- Education: University of Manchester
- Occupations: Director; producer; writer;

= Jevon O'Neill =

English film director

Jevon O'Neill, from Blackpool, England, is an English writer, director and producer of feature films and television advertisements.

== Career ==

In 1983, O'Neill completed courses in drama and film at the University of Manchester. After college, he directed and produced TV commercials for a variety of companies, including United Biscuits, Pearl Assurance, British Gas, Nike, The Sunday Times, and others.

O'Neill's first film, Bob's Weekend, was distributed by Paramount and shown on BBC1.

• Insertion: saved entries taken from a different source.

PR #4106, opened 2018-04-21
Update CircleCI build

SuperQ:
Use CircleCI 2.0 build config.


SuperQ:
Running `make test` seems to fail in circleci due to OOM.  The container has 4G of ram, not sure what's going on here.

.circleci/config.yml
```diff
@@ -0,0 +1,134 @@
...
+  test:
+    docker:
+    - image: circleci/golang:1.10
+    working_directory: /go/src/github.com/prometheus/prometheus
+    resource_class: large
+
+    steps:
+    - checkout
+    - run: make promu
+    - run: make check_license style unused staticcheck build
```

His second film, Out of Season starring Dennis Hopper and Gina Gershon, filmed in Romania. It screened at The Hollywood Film Festival in 2004 and was selected to show at the festival alongside potential blockbusters.

In March 2000, O'Neill was scheduled to direct the feature film Mr Benn, with actor John Hannah playing the role of Mr Benn and Ben Kingsley playing the shopkeeper. O'Neill's film company, Erinfilm, purchased the movie rights from Mr Benn TV series' creator David McKee. Winchester Entertainment, based in London, is producing the film.

== Awards ==

In 1996, Bob's Weekend won the Sutherland Trophy from the British Film Institute Awards.

Bob's Weekend was a 1996 nominee for the Emden Film Award at the Emden International Film Festival.

== Personal life ==

O'Neill lives in Edlesborough with his children and wife.